Получившие увольнение цепари дружно загалдели, но к вожделенной мачте не рванули — первыми пойдут старшие офицеры.
— Ненавижу бюрократию, — проворчал Помпилио, начиная спускаться по лестнице.
— Я тоже, мессер, — поддакнул Базза. — Поэтому мне так нравится путешествовать по неосвоенным мирам.
— А в них я ненавижу неосвоенность.
— В жизни нет совершенства, мессер.
— Есть, когда все делаешь так, как хочется.
— Постараюсь запомнить.
— Не забивайте себе голову, Базза. — Помпилио посмотрел вниз, меж лестничных пролетов, оценил расстояние до земли, недовольно фыркнул и продолжил путь. К столь нелюбимым им бюрократам из пограничной стражи, внешний вид и манера поведения которых не зависели ни от богатства мира, ни от его размеров.
Во всех сферопортах Герметикона гостей почему-то встречали почти одинаковые внешне клерки в почти одинаковых серых мундирах. Все они отличались маленьким ростом, гипертрофированной въедливостью и нелюбовью к профессиональным цепарям.
— Откуда идете?
— С Анданы, — буркнул Дорофеев, который не считал нужным скрывать от пограничных чиновников свою неприязнь.

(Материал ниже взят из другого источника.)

PR #483, opened 2021-04-19
Throw panic if notary methods are not initialized

### LINKED ISSUE #445: Tight control over the initialization of the notary in the morph client
## Context
In current implementation NeoFS blockchain [Client](https://github.com/nspcc-dev/neofs-node/blob/28fb8c971c289db251275c9f1c103a88934980c0/pkg/morph/client/client.go#L26) provides some methods (`NotaryInvoke`, etc.) that should be called after successful initialization via `EnableNotarySupport` method. These group of methods returns an error if initialization wasn't performed before the call. The problem is that if this error occurs, there is nothing we can do.
## Proposal
It seems like calling described methods w/o preliminary `EnableNotarySupport` call is a programmer error. To prevent this we can:
- provide all methods that require preliminary initialization with comments about this;
- panic if the requirement is not met.

## Alternative
It seems like `EnableNotarySupport` is not called more than once, so we can perform this action in the constructor instead of the public method (with the option enabled, or create a dedicated client constructor).

alexvanin:
Closes #445

### DIFF
--- a/pkg/morph/client/notary.go
+++ b/pkg/morph/client/notary.go
@@ -47,13 +47,11 @@ const (
 	notaryBalanceOfMethod = "balanceOf"
 	setDesignateMethod    = "designateAsRole"
 
-	notaryBalanceErrMsg = "can't fetch notary balance"
+	notaryBalanceErrMsg      = "can't fetch notary balance"
+	notaryNotEnabledPanicMsg = "notary support was not enabled on this client"
 )
 
-var (
-	errNotaryNotEnabled = errors.New("notary support was not enabled on this client")
-	errUnexpectedItems  = errors.New("invalid number of NEO VM arguments on stack")
-)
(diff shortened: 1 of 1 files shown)


pkg/morph/client/notary.go
```diff
@@ -48,12 +48,10 @@ const (
 	setDesignateMethod    = "designateAsRole"
 
 	notaryBalanceErrMsg = "can't fetch notary balance"
+	notaryNotEnabledMsg = "notary support was not enabled on this client"
```
carpawell, line 51: maybe add `Err` or `Panic` word in var name like in the previous var?

carpawell (approved):

pkg/morph/client/notary.go
alexvanin: Fixed.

— С Анданы… — повторил клерк, издевательски медленно выводя в журнале короткое предложение. — С Анданы…
Затем он почти две минуты изучал судовые документы, после чего вновь взялся за перо.
— Какой груз?
— Никакого.
Чиновник удивленно посмотрел на Дорофеева.
— Никакого?
— В документах, которые вы разглядывали, сказано, что «Пытливый амуш» — ИР, а не торговое судно. На борту нет коммерческого груза.
— Нет коммерческого груза…
Перо неспешно поскрипывало, на лице Дорофеева ходили желваки, но он сдерживался. Помпилио сохранял бесстрастность, а выстроившиеся за его спиной цепари с трудом прятали ухмылки: они знали, чем всё закончится.
— Цель прибытия на Заграту?
— Я сопровождаю в путешествии мессера Помпилио Чезаре Фаху Марию Кристиана дер Даген Тур дер Малино и Куэно дер Салоно, — отчеканил Базза максимально полное имя владельца «Амуша». — И не забудьте добавить: с Линги.
— Так и записать? — растерялся чиновник.
Этот вопрос неизменно звучал во всех мирах, куда заносило «Амуш». И выражение чиновничьего лица при этом было стандартно обалдевшим.
— И не советую ошибиться хоть в букве, — холодно предупредил Дорофеев. — Вы ведь знаете адигенов: они ошибок не прощают, могут счесть личным оскорблением.
Пограничник заскрипел пером, проклиная про себя заковыристые дворянские имена, нахмурившись, поставил в паспорте капитана отметку и процедил:
— Добро пожаловать на Заграту.
— Благодарю.
Вынырнувший из-за спины Помпилио Валентин аккуратно положил перед чиновником два паспорта и сообщил:
— Мессер Помпилио Чезаре Фаха Мария Кристиан дер Даген Тур дер Малино и Куэно дер Салоно.
— Это вы? — осведомился клерк, подозрительно разглядывая Теодора.
— Это мой хозяин, — ответил тот, почтительно указав на Помпилио.
— Он может представиться сам?
— Нет.
— Он немой?
— Он не хочет.
Помпилио проявил первые признаки нетерпения — поджал губы. Высокомерно равнодушное выражение на его лице стало медленно превращаться в высокомерно раздраженное.